**Data excerpts:**
PR #998, opened 2023-09-02
 Allow to manually set the seed for the SD pipeline

maxjcohen:
**Description**

Enable setting the seed for the stable diffusion pipeline. This is done through an additional `seed` parameter in the request, such as:

```bash
curl http://localhost:8080/v1/images/generations \
    -d '{"model": "stablediffusion", "prompt": "prompt", "n": 1, "step": 51, "size": "512x512", "seed": 3}'
```

**Notes for Reviewers**
When the `seed` parameter is not sent, `request.seed` defaults to `0`, making it difficult to detect an actual seed of `0`. Is there a way to change the default to `-1` for instance ?

### DIFF
--- a/extra/grpc/diffusers/backend_diffusers.py
+++ b/extra/grpc/diffusers/backend_diffusers.py
@@ -300,6 +300,7 @@ class BackendServicer(backend_pb2_grpc.BackendServicer):
             "width":               request.width, 
             "height":              request.height,
             "num_inference_steps": request.step,
+            "seed":                request.seed,
         }
 
         if request.src != "":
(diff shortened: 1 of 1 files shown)


mudler:
to allow a seed of '0' we should change the request parameters to be a pointer of an int - do you want to take a stab at it? For me we can merge this one and iterate on another PR

mudler (approved):
Looking good

maxjcohen:
> to allow a seed of '0' we should change the request parameters to be a pointer of an int - do you want to take a stab at it? For me we can merge this one and iterate on another PR

Sure, I'll open a new PR for this one. I don't have much experience in Go, but I'm guessing I have to mess with this part of the code:
https://github.com/go-skynet/LocalAI/blob/0e7e8eec5305607bbc63306f97b418e91fdd9875/pkg/grpc/proto/backend.pb.go#L1151-L1168

mudler:
> > to allow a seed of '0' we should change the request parameters to be a pointer of an int - do you want to take a stab at it? For me we can merge this one and iterate on another PR
> 
> Sure, I'll open a new PR for this one. I don't have much experience in Go, but I'm guessing I have to mess with this part of the code:
> 
> https://github.com/go-skynet/LocalAI/blob/0e7e8eec5305607bbc63306f97b418e91fdd9875/pkg/grpc/proto/backend.pb.go#L1151-L1168

here: https://github.com/go-skynet/LocalAI/blob/0e7e8eec5305607bbc63306f97b418e91fdd9875/api/config/prediction.go#L36

PR #1000, opened 2023-09-02
[query_data example] max_chunk_overlap in PromptHelper must be in 0..1 range

quoing:
**Description**

Simple fix, percentage value is expected to be float in range 0..1

**Notes for Reviewers**

### DIFF
--- a/examples/query_data/query.py
+++ b/examples/query_data/query.py
@@ -15,7 +15,7 @@ llm_predictor = LLMPredictor(llm=OpenAI(temperature=0, model_name="gpt-3.5-turbo
 # Configure prompt parameters and initialise helper
 max_input_size = 500
 num_output = 256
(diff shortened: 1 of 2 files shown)


mudler:
long time didn't tries the llama index example, is that something that changed recently? Shall we pin the llama index version maybe to the requirements.txt?

quoing:
@mudler Unfortunately I don't know.. I just get to this project and wanted to try it.. query_data example was firt thing I tried and ran into issues (I found issue https://github.com/go-skynet/LocalAI/issues/132#issuecomment-1647732255 , which referenced the same).. store.py crashed with error: ValueError: chunk_overlap_ratio must be a float between 0. and 1.

mudler:
I see, thanks @quoing !

PR #1008, opened 2023-09-04
ci: push testing images

mudler:
**Description**

This allows PR to generate container images that can be tested as are pushed to ttl.sh


mudler:
doesn't work

PR #1123, opened 2023-10-02
Update docker-compose.yaml

lunamidori5:
Fixed docker-compose to use master

**Description**

This PR fixes a few discord support questions

**Notes for Reviewers**

- [X] Yes, I signed my commits. (at least I think I did this time)
 
 @mudler


docker-compose.yaml
```diff
@@ -2,14 +2,13 @@ version: '3.6'
 
 services:
   api:
-    image: quay.io/go-skynet/local-ai:latest
-    build:
-      context: .
-      dockerfile: Dockerfile
+    image: quay.io/go-skynet/local-ai:master
```
mudler, line 5: I'd never suggest master to be honest - latest should be hooked to the latest tagged release which is, supposedly more stable then master.

lunamidori5: > I'd never suggest master to be honest - latest should be hooked to the latest tagged release which is, supposedly more stable then master.

more than 80% of the discord support questions are fixed by switching to master, could we list it in a comment or something?

mudler: > > I'd never suggest master to be honest - latest should be hooked to the latest tagged release which is, supposedly more stable then master.
> 
> more than 80% of the discord support questions are fixed by switching to master, could we list it in a comment or something?

maybe that's caused because their local image is old, a possible fix might be just to re-pull the latest image:

```
docker pull quay.io/go-skynet/local-ai:latest
```

lunamidori5: Lets list master as one of the things they can run in a comment?

PR #1128, opened 2023-10-03
Exposing DEBUG env var for docker compose

jamesbraza:
Coming from https://github.com/go-skynet/LocalAI/issues/1069, this enables users to: `DEBUG=true docker-compose up`

SEE: https://docs.docker.com/compose/environment-variables/set-environment-variables/#use-the-environment-attribute

### DIFF
--- a/docker-compose.yaml
+++ b/docker-compose.yaml
@@ -13,5 +13,4 @@ services:
     volumes:
       - ./models:/models:cached
     command: ["/usr/bin/local-ai" ]
-    environment:
-      - DEBUG
+    environment: []  # Use .env file
--- a/docker-compose.yaml
+++ b/docker-compose.yaml
@@ -13,3 +13,5 @@ services:
     volumes:
       - ./models:/models:cached
     command: ["/usr/bin/local-ai" ]
+    environment:
+      - DEBUG


lunamidori5 (commented):
this is already apart of the .env file, do we need it in two places at once or is this a bug fix?

lunamidori5:
```docker
    env_file:
      - .env
```

This loads everything into the docker compose and passes it to the VM

jamesbraza:
Good point, it's prolly better to have one correct route, not using multiple options.  I moved to `environment: []`, which basically is a commented redirect to the `.env` file. Lmk what you think of that

mudler:
I'm not sure what's the addition here - isn't this already covered by `env_file`?

jamesbraza:
Yeah the story here is:

1. I wanted to be able to do `DEBUG=true docker compose up`, so I started with [`dd9aed6` (#1128)](https://github.com/go-skynet/LocalAI/pull/1128/commits/dd9aed6474d3098287198b62df792c4ea6fc4b43)
2. Luna pointed out we have the `.env` file already hooked up, and I agree it's best to have one path
3. So I made  [`e36af42` (#1128)](https://github.com/go-skynet/LocalAI/pull/1128/commits/e36af42b8b75f64a69f430ccf8e09fac34af4e89) to basically make it clear which path to take (using `.env` file)

So this PR is sort of a no-op at the Docker level, but a human-level redirect.  Also, feel free to close this out, as I am unsure if I think the change is really just user error

lunamidori5:
Closing PR

Issue #1117, opened 2023-09-29
enhancement: use separate conda env for extra grpc backends


mudler:
**Is your feature request related to a problem? Please describe.**
Python requirements my be conflicting 

**Describe the solution you'd like**
Create a separate conda environment for each backend and use a customized entrypoint.

**Describe alternatives you've considered**
Just rely on external

**Additional context**
N/A

Aisuko:
Hi @mudler. I have an idea in here. As you mentioned `separate conda environment for each backend`. We will create a `conda_env_requirement.yml`  in each folder. And it should include all the dependencies of the backend, right?  Shall we create a Makefile in `extra` folder to create `conda` env for every external `grpc` service ? Or create Makefile for every external gRPC backend?

The Makefile format should be like:

```
.PONY: diffusers
diffusers:
	@echo "Creating virtual environment..."
	@conda env create --name <backend-name> --file xxx.yml
	@echo "Virtual environment created."
```

Aisuko:
- [ ] AutoGPTQ @Aisuko https://github.com/go-skynet/LocalAI/pull/1137/commits/5f55398d86a3729899a263169062d78b92a1e3a2
- [ ] bark
- [ ] diffusers
- [ ] exllama
- [ ] huggingface
- [ ] vall-e-x
- [ ] vllm

mudler:
> Hi @mudler. I have an idea in here. As you mentioned `separate conda environment for each backend`. We will create a `conda_env_requirement.yml` in each folder. And it should include all the dependencies of the backend, right? Shall we create a Makefile in `extra` folder to create `conda` env for every external `grpc` service ? Or create Makefile for every external gRPC backend?
> 
> The Makefile format should be like:
> 
> ```
> .PONY: <backend-name>
> <backend-name>:
> 	@echo "Creating virtual environment..."
> 	@conda env create --name <backend-name> --file xxx.yml
> 	@echo "Virtual environment created."
> ```

that sounds good, we just need as well to have a top-level target that prepares the envs for all the extra backends, and a wrapper script to run the backend with the environment to use for LocalAI

mudler:
see https://github.com/go-skynet/LocalAI/pull/1144/commits/fbbd2f6a35734d9e40d289fcfdfdbc2db42e2771 for an example for bark/autogptq (not tested yet)

PR #1137, opened 2023-10-05
[Extra backend] Add a separate conda environment for autogptq

Aisuko:
**Description**

This PR related to #1117  

**Notes for Reviewers**

Here we lock down the version of the dependencies. Make sure it can be used all the time without failed if the version of dependencies were upgraded.

I change the order of importing packages according to the pylint, and no change the logic of code. It should be ok.

I will do more investigate on writing some test cases for every backend. I can run the service in my environment, but there is not exist a way to test it. So, I am not confident on it.

Add a README.md in the `grpc` root. This is the common commands for creating `conda` environment. And it can be used to the reference file for creating extral gRPC backend document.


extra/grpc/autogptq/autogptq.yml
```diff
@@ -0,0 +1,86 @@
...
+  - pip=23.2.1=py311h06a4308_0
+  - python=3.11.5=h955ad1f_0
+  - readline=8.2=h5eee18b_0
+  - setuptools=68.0.0=py311h06a4308_0
+  - sqlite=3.41.2=h5eee18b_0
+  - tk=8.6.12=h1ccaba5_0
+  - wheel=0.41.2=py311h06a4308_0
+  - xz=5.4.2=h5eee18b_0
+  - zlib=1.2.13=h5eee18b_0
+  - pip:
```
lunamidori5, line 26: Why are we ver locking these packages? (Just asking to learn mostly)

Aisuko: Hi, there. We want to make sure the environment stable. You may know code will not working well after the dependencies were updated. If we do not give the specific version of the dependencies. It will download the latest version of the packages. So,  it may cause conflicts. For example, you can see commit id of packages in `go.mod`. It does same thing.

mudler:
have to try it out still but looking in the good direction, there are few things to add still missing like create the env in the container image and to use an entrypoint to select the environment for the grpc server. I can help you with that in case

extra/grpc/autogptq/autogptq.yml
lunamidori5: (Also a added sorry, the way I added that comment seems to make github thing I need to review it, deeply sorry that was not a review question, just a question to learn)

Aisuko:
Hi @mudler Thanks for making it clearly. It is really good you can help here. What should we do in the next step? Should I work for adding environment for the other backends? Add after you add new env to the Dockerfile, I can follow it and add to the rest of backends.

extra/grpc/autogptq/autogptq.yml
Aisuko: Never mind.

mudler:
let's make one fully use conda - we can follow up with the others, I'll make it a branch so we can work from there

mudler:
created a specific branch for this: https://github.com/go-skynet/LocalAI/tree/feat/conda changed the PR to point to that branch and going to re-create the PR from it

PR #1161, opened 2023-10-10
Feats: bruno example, gallery improvements for new scraper

dave-gray101:
This PR bundles together two unrelated features:

1. Model Gallery improvements - specifically, the ability to follow ".ref" gallery links (which I made up for this specific application) to an actual gallery yaml file (in order to have stable URLs) and the ability to load self-contained configurations, rather than always using a base.yaml + overrides. This is groundwork for my python-based huggingface scraper.

2. A while ago I introduced some Insomnia request templates for people to use. Unfortunately, Insomnia has decided to tank their product... So I've personally switched to using [bruno](https://github.com/usebruno/bruno/). Corresponding equivalent files that I use for my testing have been added. Just open the folder from bruno and everything will work. No import process required.


pkg/gallery/models.go
```diff
@@ -71,6 +71,7 @@ func GetGalleryConfigFromURL(url string) (Config, error) {
 		return yaml.Unmarshal(d, &config)
 	})
 	if err != nil {
+		log.Debug().Msgf("GetGalleryConfigFromURL error for url %s\n%s", url, err.Error())
```
mudler, line 74:
```suggestion
		log.Error().Msgf("GetGalleryConfigFromURL error for url %s\n%s", url, err.Error())
```

mudler (dismissed):
Looking good! and yes good catch on bruno, makes sense to drop insomnia at this point :+1:

mudler (approved):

**What the task requires:**
Lines of the listing above that contain the word "must" should all be returned.

**Reply to the exercise:**
[query_data example] max_chunk_overlap in PromptHelper must be in 0..1 range
@mudler Unfortunately I don't know.. I just get to this project and wanted to try it.. query_data example was firt thing I tried and ran into issues (I found issue https://github.com/go-skynet/LocalAI/issues/132#issuecomment-1647732255 , which referenced the same).. store.py crashed with error: ValueError: chunk_overlap_ratio must be a float between 0. and 1.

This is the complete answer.